PR #11, opened 2020-06-05
first list of algorithm to sanitizer a document fragment

mozfreddyb:


yoavweiss:
@mozfreddyb - can you join the WICG? The bots are complaining...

• **What to produce**:
Would you please output every record again, exactly?

• **Result**:
PR #11, opened 2020-06-05
first list of algorithm to sanitizer a document fragment

mozfreddyb:


yoavweiss:
@mozfreddyb - can you join the WICG? The bots are complaining...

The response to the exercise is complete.